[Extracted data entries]
__________

Issue #193, opened 2026-05-28
Fresh install: bus agent never responds — missing agents[]/busRouting + new Bypass-Permissions dialog kills the agent


Nibbler1250:
## Summary

On a fresh ClaudeClaw-Plus install (bus runtime, the default), the agent never responds on Telegram/Discord/Slack. Tracing this with @GordonWu in moazbuilds/claudeclaw#216 surfaced **three layered causes** — two are setup/wizard gaps, one is a new Claude CLI dialog the spawn supervisor mishandles. The surface looks healthy (process up, channel polling) which is why it's hard to spot.

## Root causes (confirmed in the field)

**1. Bus mounts with no agent.** The `/claudeclaw-plus:start` wizard doesn't write `settings.agents[]`, so the bus runtime mounts with **zero agents** (startup banner: `no agents`).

__________

Return all lines above that mention the word "agents".

ANSWER SPACE >>
Fresh install: bus agent never responds — missing agents[]/busRouting + new Bypass-Permissions dialog kills the agent
**1. Bus mounts with no agent.** The `/claudeclaw-plus:start` wizard doesn't write `settings.agents[]`, so the bus runtime mounts with **zero agents** (startup banner: `no agents`).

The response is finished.